Illinois Ponders Pension Moonshot Gamble: $107 Billion Bond Sale

What better time than now to borrow $107 billion to invest in stocks? That's what Illinois is actually considering.

Springfield lawmakers are so desperate to shore up the state's massively underfunded retirement system that they're willing to entertain an eye-popping wager: Borrowing $107 billion and letting it ride in the financial markets.

The legislature's personnel and pensions committee plans to meet on Jan. 30 to hear more about a proposal advanced by the State Universities Annuitants Association, according to Representative Robert Martwick.

Illinois owes $129 billion to its five retirement systems after years of failing to make adequate annual contributions. Because the state's constitution bans any reduction in worker retirement benefits, the government's pension costs will continue to rise as it faces pressure to pay down that debt, a squeeze that has pushed Illinois's bond rating to the precipice of junk.

GMO 7-Year Forecast

Illinois vs GMO

While Illinois is pondering a moonshot gamble, note that GMO expects real returns to be -4.7% per year, on average, for seven years.

"Real" factors in inflation which GMO estimates will "mean revert" to 2.2% over 15 years.

If correct, assume U.S. stocks will lose 2.5% a year for 7 years and U.S. bonds will gain 1.2%.

I will take a stab that pension obligation bonds will yield 7% or so. Heck, assume a generous 6%.

The state proposes borrowing money at 6% per year while losing say 2% a year.

That's a loss of 8% per year, every year, for seven years.

One Word - One Sentence

One Word: Crazy

One Sentence: These Illinois legislators are seriously nuts.

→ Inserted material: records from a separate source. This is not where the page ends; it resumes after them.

PR #149, opened 2017-06-09
Open circuit on server errors (conditionally)

andrewlouis93:
Context: Exceptions are not raised for 5xxs. If the endpoint was always responding, but returning 5xxs, Semian wouldn't open the circuit. 

This PR allows exceptions to be raised on such requests conditionally, allowing Semian to open/close circuit this case. 

cc/ @albiere

### DIFF
--- a/lib/semian/circuit_breaker.rb
+++ b/lib/semian/circuit_breaker.rb
@@ -4,12 +4,13 @@ module Semian
 
     def_delegators :@state, :closed?, :open?, :half_open?
 
-    def initialize(name, exceptions:, success_threshold:, error_threshold:, error_timeout:, implementation:)
+    def initialize(name, open_circuit_server_errors: false, exceptions:, success_threshold:, error_threshold:, error_timeout:, implementation:)
       @name = name.to_sym
       @success_count_threshold = success_threshold
       @error_count_threshold = error_threshold
       @error_timeout = error_timeout
       @exceptions = exceptions
+      @open_circuit_server_errors = open_circuit_server_errors
 
       @errors = implementation::SlidingWindow.new(max_size: @error_count_threshold)
       @successes = implementation::Integer.new
@@ -24,6 +25,7 @@ module Semian
       result = nil
       begin
         result = yield
+        mark_failed(result) if result.is_a?(::Net::HTTPServerError) && @open_circuit_server_errors
       rescue *@exceptions => error
         mark_failed(error)
         raise error
--- a/lib/semian/circuit_breaker.rb
+++ b/lib/semian/circuit_breaker.rb
@@ -4,13 +4,12 @@ module Semian
 
     def_delegators :@state, :closed?, :open?, :half_open?
 
-    def initialize(name, open_circuit_server_errors: false, exceptions:, success_threshold:, error_threshold:, error_timeout:, implementation:)
+    def initialize(name, exceptions:, success_threshold:, error_threshold:, error_timeout:, implementation:)
       @name = name.to_sym
       @success_count_threshold = success_threshold
       @error_count_threshold = error_threshold
       @error_timeout = error_timeout
       @exceptions = exceptions
-      @open_circuit_server_errors = open_circuit_server_errors
 
       @errors = implementation::SlidingWindow.new(max_size: @error_count_threshold)
       @successes = implementation::Integer.new
@@ -25,7 +24,6 @@ module Semian
       result = nil
       begin
         result = yield
-        mark_failed(result) if result.is_a?(::Net::HTTPServerError) && @open_circuit_server_errors
       rescue *@exceptions => error
         mark_failed(error)
         raise error
--- a/lib/semian/net_http.rb
+++ b/lib/semian/net_http.rb
@@ -36,7 +36,6 @@ module Semian
       ::Timeout::Error, # includes ::Net::ReadTimeout and ::Net::OpenTimeout
       ::SocketError,
       ::Net::HTTPBadResponse,
-      ::Net::HTTPFatalError,
       ::Net::HTTPHeaderSyntaxError,
       ::Net::ProtocolError,
       ::EOFError,
@@ -88,10 +87,6 @@ module Semian
       raw_semian_options.nil?
     end
 
-    def fatal_server_errors?
-      raw_semian_options.fetch(:fatal_server_errors)
-    end
-
     def connect
       return raw_connect if disabled?
       acquire_semian_resource(adapter: :http, scope: :connection) { raw_connect }
@@ -99,13 +94,7 @@ module Semian
 
     def request(req, body = nil, &block)
       return raw_request(req, body, &block) if disabled?
-      acquire_semian_resource(adapter: :http, scope: :query) do
-        result = raw_request(req, body, &block)
-
-        result.error! if result.is_a?(::Net::HTTPServerError) && fatal_server_errors?
-
-        result
-      end
+      acquire_semian_resource(adapter: :http, scope: :query) { raw_request(req, body, &block) }
     end
   end
 end
--- a/lib/semian/net_http.rb
+++ b/lib/semian/net_http.rb
@@ -104,7 +104,7 @@ module Semian
     private
 
     def handle_error_responses(res)
-      return unless raw_semian_options.fetch(:open_circuit_server_errors)
+      return unless raw_semian_options.fetch(:open_circuit_server_errors, false)
       semian_resource.mark_failed(res) if res.is_a?(::Net::HTTPServerError)
     end
   end
--- a/lib/semian/net_http.rb
+++ b/lib/semian/net_http.rb
@@ -36,6 +36,7 @@ module Semian
       ::Timeout::Error, # includes ::Net::ReadTimeout and ::Net::OpenTimeout
       ::SocketError,
       ::Net::HTTPBadResponse,
+      ::Net::HTTPFatalError,
       ::Net::HTTPHeaderSyntaxError,
       ::Net::ProtocolError,
       ::EOFError,
@@ -87,6 +88,10 @@ module Semian
       raw_semian_options.nil?
     end
 
+    def fatal_server_errors?
+      raw_semian_options.fetch(:fatal_server_errors)
+    end
+
     def connect
       return raw_connect if disabled?
       acquire_semian_resource(adapter: :http, scope: :connection) { raw_connect }
@@ -94,7 +99,13 @@ module Semian
 
     def request(req, body = nil, &block)
       return raw_request(req, body, &block) if disabled?
-      acquire_semian_resource(adapter: :http, scope: :query) { raw_request(req, body, &block) }
+      acquire_semian_resource(adapter: :http, scope: :query) do
+        result = raw_request(req, body, &block)
+
+        result.error! if result.is_a?(::Net::HTTPServerError) && fatal_server_errors?
+
+        result
+      end
     end
   end
 end
--- a/lib/semian/net_http.rb
+++ b/lib/semian/net_http.rb
@@ -45,8 +45,8 @@ module Semian
 
     # The naked methods are exposed as `raw_query` and `raw_connect` for instrumentation purpose
     def self.included(base)
-      base.send(:alias_method, :raw_request, :request)
-      base.send(:remove_method, :request)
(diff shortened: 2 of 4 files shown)


jpittis:
My understanding is that Semian has two jobs.
1. To protect the client from slow requests eating up capacity.
2. To protect a service that is at capacity.

Treating 500s as exceptions is only helping out (2). Assuming the returns of these 500s are fast, the client shouldn't really care. (If not, then they'd cause a timeout exception instead?)

I'm trying to think of why we would want opt-in 500s opening the circuit rather than on by default...

For example, what if a service is returning 500s to 50% of requests. (Maybe because there's a 50% chance of being load balanced to a bad node.) Semian could open the circuit which would make 100% of requests fail...

I like the sound of this but we should make sure we want this on by default.

lib/semian/net_http.rb
```diff
@@ -87,14 +88,24 @@ def disabled?
       raw_semian_options.nil?
     end
 
+    def fatal_server_errors?
```
sirupsen: This should not be a public method. Since you only use it in one place, I'd inline it.

lib/semian/net_http.rb
```diff
@@ -36,6 +36,7 @@ def semian_identifier
       ::Timeout::Error, # includes ::Net::ReadTimeout and ::Net::OpenTimeout
       ::SocketError,
       ::Net::HTTPBadResponse,
+      ::Net::HTTPFatalError,
```
sirupsen: If you include it here by default, why does your option matter? I think your option should ensure that `::Net::HTTPFatalError` is in resource exceptions. My impression of reading this code would be that it _will_ open the circuit, but it won't raise..?

test/net_http_test.rb
```diff
@@ -312,6 +313,46 @@ def test_adding_custom_errors_do_trip_circuit
...
+      end
+    end
+  end
+
+  def test_5xxs_dont_raise_exceptions_unless_fatal_server_flag_enabled
+    with_semian_configuration do
+      with_server do
+        http = Net::HTTP.new(HOSTNAME, TOXIC_PORT)
+        http.raw_semian_options[:error_threshold].times do
+          http.get("/500")
```
sirupsen: Why don't you need a `::Net::HTTPFatalError` here?

lib/semian/net_http.rb
```diff
@@ -87,14 +88,24 @@ def disabled?
       raw_semian_options.nil?
     end
 
+    def fatal_server_errors?
+      raw_semian_options.fetch(:fatal_server_errors)
```
sirupsen: Where can you document this option? I'd suggest adding a section for adapter-specific configuration in the `Adapters` section.

lib/semian/net_http.rb
```diff
@@ -87,14 +88,24 @@ def disabled?
...
       acquire_semian_resource(adapter: :http, scope: :connection) { raw_connect }
     end
 
     def request(req, body = nil, &block)
       return raw_request(req, body, &block) if disabled?
-      acquire_semian_resource(adapter: :http, scope: :query) { raw_request(req, body, &block) }
+      acquire_semian_resource(adapter: :http, scope: :query) do
+        result = raw_request(req, body, &block)
+
+        result.error! if result.is_a?(::Net::HTTPServerError) && fatal_server_errors?
```
sirupsen: Why do you want to raise an exception and change the behavior of `Net::HTTP` from Semian entirely? That seems counter-intuitive.

lib/semian/net_http.rb
andrewlouis93: Your impression in correct, it's the code within the Net HTTP request method that raises the exception.

test/net_http_test.rb
albiere: Because the configuration `fatal_server_errors` needs to be set to `true` and this doesn't happen by default.

lib/semian/net_http.rb
albiere: We thought that raising an exception will be the right way to do for Semian to open the circuit. Do you think that we could simply open the circuit and return the 500 response normally?

test/net_http_test.rb
andrewlouis93: ^ +1 - we don't want to change the existing behaviour, unless the option is set to true.

andrewlouis93: In the default semian config there - the option is set to false. https://github.com/Shopify/semian/pull/149/files/0e51ba07fa90c9f8b4ccff0e396226f43127ba36#diff-416f865ec7d8b97ae535d742b47da46eR22

That test makes sure the existing behaviour is preserved in this case.

lib/semian/net_http.rb
albiere: > I think your option should ensure that ::Net::HTTPFatalError is in resource exceptions

Just to clarify, you think we should only have the `::Net::HTTPFatalError` in the list of exceptions if the option `fatal_server_errors` is enabled?

andrewlouis93: And 👍 to including it conditionally.

lib/semian/net_http.rb
sirupsen: I think you should return the 500 response normally, otherwise you break all the clients and leak this abstraction.

andrewlouis93: @sirupsen are you suggesting that we raise the exception somewhere else? Maybe here: https://github.com/Shopify/semian/blob/4e61453710bf0dc8dc5de35f83bfee31f3d92742/lib/semian/adapter.rb#L32? 

The rationale of putting it there is that we wanted to limit this behaviour to Net::HTTP requests. 

Are there any other alternatives I'm missing?

sirupsen: My point is that if you start raising, you've changed the API for `Net::HTTP`. That is something we've been tempted to do many times in the course of developing Semian (changing client drivers behavior based on failure), but it leaks the abstraction to clients.

I don't think you should raise, I think you should just return the `5xx` quicker. Whether you get a `5xx` directly from the server, or you're hitting a circuit and getting it quicker, the client should deal with it the same way.

andrewlouis93: @sirupsen What do you think about the approach in the last commit? We would be now able to trip the circuit on 5xxs by simply marking them as failures given the user sets that option to `true`, and that logic is now decoupled from the adapters.

albiere: @andrewlouis93 You say it's decoupled from the adapters, but that's not really a good thing. You're coupling code that should only belong to the net/http adapter into the main implementation of the circuit breaker.

lib/semian/circuit_breaker.rb
```diff
@@ -24,6 +25,7 @@ def acquire
       result = nil
       begin
         result = yield
+        mark_failed(result) if result.is_a?(::Net::HTTPServerError) && @open_circuit_server_errors
```
sirupsen: This can't leak into the circuit breaker. You must contain this in the `::Net::HTTP` adapter. You can look at MySQL which needs to do something similar to this, I think.

test/net_http_test.rb
```diff
@@ -312,6 +313,44 @@ def test_adding_custom_errors_do_trip_circuit
...
+      tickets: 3,
+      success_threshold: 1,
+      error_threshold: 3,
+      error_timeout: 10,
+      open_circuit_server_errors: true,
+    }
+    modified_semian_config = proc do |host, port|
+      next nil if host == "127.0.0.1" && port == 8474 # disable if toxiproxy
+      semian_config.merge(name: "#{host}_#{port}")
+    end
```
sirupsen: Could you make this part of the `with_semian_configuration` helper as a default, so we don't duplicate the Toxiproxy stuff? Feels really dirty 😬

lib/semian/net_http.rb
```diff
@@ -87,6 +87,16 @@ def disabled?
       raw_semian_options.nil?
     end
 
+    def acquire_semian_resource(*)
+      result = super
+
+      if result.is_a?(::Net::HTTPServerError) && raw_semian_options.fetch(:open_circuit_server_errors)
```
sirupsen: Wait... `Net::HTTP` returns a constant as the result on a request on `5xx`? That seems highly strange :s

andrewlouis93: That was just a stopping point after a while of looking at this, that's not what I think this should look like. 

I started out with something simple like this: 

```
    def acquire_semian_resource(*)
      result = super

      if result.is_a?(::Net::HTTPServerError) && raw_semian_options.fetch(:open_circuit_server_errors)
        semian_resource.mark_failed(result)
      end

      result
    end
```

But this started failing the test I wrote (the one that tests that 500s open the circuit). 

It appeared that each [`http.get("/500")`](https://github.com/Shopify/semian/pull/149/files#diff-416f865ec7d8b97ae535d742b47da46eR333) would reach `semian_resource.mark_failed(result)` in the snippet above _twice_. Causing the circuit to be opened prematurely _before_ the `error_threshold` is reached. 

This happens because `raw_request` calls our `request` (and `connect` as well!) method again if there isn't a connection already. See: https://github.com/ruby/ruby/blob/trunk/lib/net/http.rb#L1425

Not sure what the path forwards looks like, we're still thinking about it. One option is: 

```
    def request(req, body = nil, &block)
      return raw_request(req, body, &block) if disabled?
      start if !started?
      acquire_semian_resource(adapter: :http, scope: :query) { raw_request(req, body, &block) }
    end
```
Which would avoid that second `request` invocation from `raw_request`. 

We're still thinking about it, let me know if you have any thoughts in the meantime.

sirupsen:
How's it going? Looks like you found another place to monkey-patch?

albiere:
@sirupsen Yeah! It's a trade-off. If we override the `request` method, we need to check whether the connection has started. For example:

```ruby
def request(req, body = nil, &block)
  return raw_request(req, body, &block) if disabled? || !started?
  acquire_semian_resource(adapter: :http, scope: :query) do 
    response = raw_request(req, body, &block) 
    # logic to mark resource as failed.
    response
  end
end
```

This is necessary because the implementation of net/http will make a recursive call if the connection has not started. By overriding the `transport_request`, the monkey-patched method will be called just once for 500 responses (given that 5xxs do not have the headers that the `sspi_auth?(res)` checks).

Wdyt?

For reference: https://github.com/ruby/ruby/blob/trunk/lib/net/http.rb#L1425

test/net_http_test.rb
```diff
@@ -312,6 +312,43 @@ def test_adding_custom_errors_do_trip_circuit
...
+      }
+    end
+
+    with_semian_configuration(options) do
+      with_server do
+        http = Net::HTTP.new(HOSTNAME, PORT)
+        http.raw_semian_options[:error_threshold].times do
+          http.get("/500")
+        end
+        assert_raises Net::CircuitOpenError do
```
sirupsen: As discussed earlier, what might be counter-intuitive (to some) about this is that normally on `5xx` you just receive a status code (not an exception). With this patch, you'll get exceptions on `5xx`. Most code (that handles connection failures) should handle this well—but some might not.

I don't think that's a huge deal, given you have to handle those conditions—but it's worth keeping in mind. I don't think people will find one ultimately more intuitive than the other, just want to make clear that this is a choice.

test/net_http_test.rb
```diff
@@ -312,6 +312,43 @@ def test_adding_custom_errors_do_trip_circuit
     end
   end
 
+  def test_5xxs_trip_circuit_when_fatal_server_flag_enabled
+    options = proc do |host, port|
+      {
+        tickets: 2,
```
sirupsen: I'd consider disabling tickets for this test, since you're not testing them. You can do this by setting `tickets: false`.

sirupsen:
@jpittis @methodmissing can you sign off on this as well? 👀

test/net_http_test.rb
albiere: True. I like the idea of having semian failing those 5xxs quickly and returning the 5xx rather than raising an exception. It feels like that's exactly what developers expect to get when using net/http.

sirupsen: That's the model I went for in the MySQL adapter with `#ping`, where it'll return `false` if the circuit is open as the fallback—not raise an exception. I don't have a strong opinion on this.

sirupsen:
Bump, @jpittis / @methodmissing would one of you be able to review this today/tomorrow for Edgescale?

But hey, this is Illinois. Nothing less that craziness can be expected.

Mike "Mish" Shedlock

Comments
No. 1-25
Flip312
Flip312

I think you can put a different interpretation on this. It will be much harder for Illinois to default on bonds than pension obligations (despite what the Illinois Supreme Court says) and so by shoring up the pension fund, there is a lower likelihood of the pensioners being stiffed (or they will be stiffed less). Pretty smart move on the unions' part.

El_Tedo
El_Tedo

Meg Whitman did something like this in the New Jersey in the late 90s and we all know how well that turned out. We're the highest tax state in the union, with arguably the most precarious pension scheme in the county, besides Puerto Rico. I know Illinois is sometimes ranked as worse than NJ, but Illinois still has lower taxes than NJ, so they have, perhaps, more wiggle room to try and catch up.

Carl_R
Carl_R

There seem to be two questions that are impossible to answer. First, who would buy Illinois bonds? Second, how is the pension fund going to get a 6% return? I know a magic answer to both! Have Illinois issue $100 million in bonds, and sell them all to the Pension fund! Just like magic, the pension is fully funded, and has a nice 6% return, exactly matching what they need. How will Illinois ever repay the bonds? Shhh... Obviously they aren't, but in the meantime they've kicked the can down the road, and after all, isn't that the goal? No one actually wants to face the problem; they just want to kick it far enough down the road that someone else will have to deal with it. What better way to kick the can than to instantly fully fund the pension fund by making a fictitious journal entry.

Michaelf
Michaelf

Seems rational. If the gamble pays off-well and good. If it doesn't, declare bankruptcy. Their going bankrupt any way so if your going down for $1 billion, why not $100 billion. End result is no different.

Mike Mish Shedlock
Mike Mish Shedlock

Editor

Lets' say the state did this in 2012 - The state would look like heroes, doubling its pension assets assuming it was all in stocks. Then lets' take back that entire move over the next 7 years. The state would be further behind. because it would still be paying 6% per year on the borrowed money. The plan is insane. Just to break even the investment needs to return 6% a year to beat the interest payment!